[Exercise description]
Every line of the data is to be transcribed without error.

[Provided material]
+++++
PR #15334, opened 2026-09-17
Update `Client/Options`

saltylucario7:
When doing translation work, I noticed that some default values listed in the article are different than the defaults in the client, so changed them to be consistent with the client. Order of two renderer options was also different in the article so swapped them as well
+++++
[Finished task]
PR #15334, opened 2026-09-17
Update `Client/Options`

saltylucario7:
When doing translation work, I noticed that some default values listed in the article are different than the defaults in the client, so changed them to be consistent with the client. Order of two renderer options was also different in the article so swapped them as well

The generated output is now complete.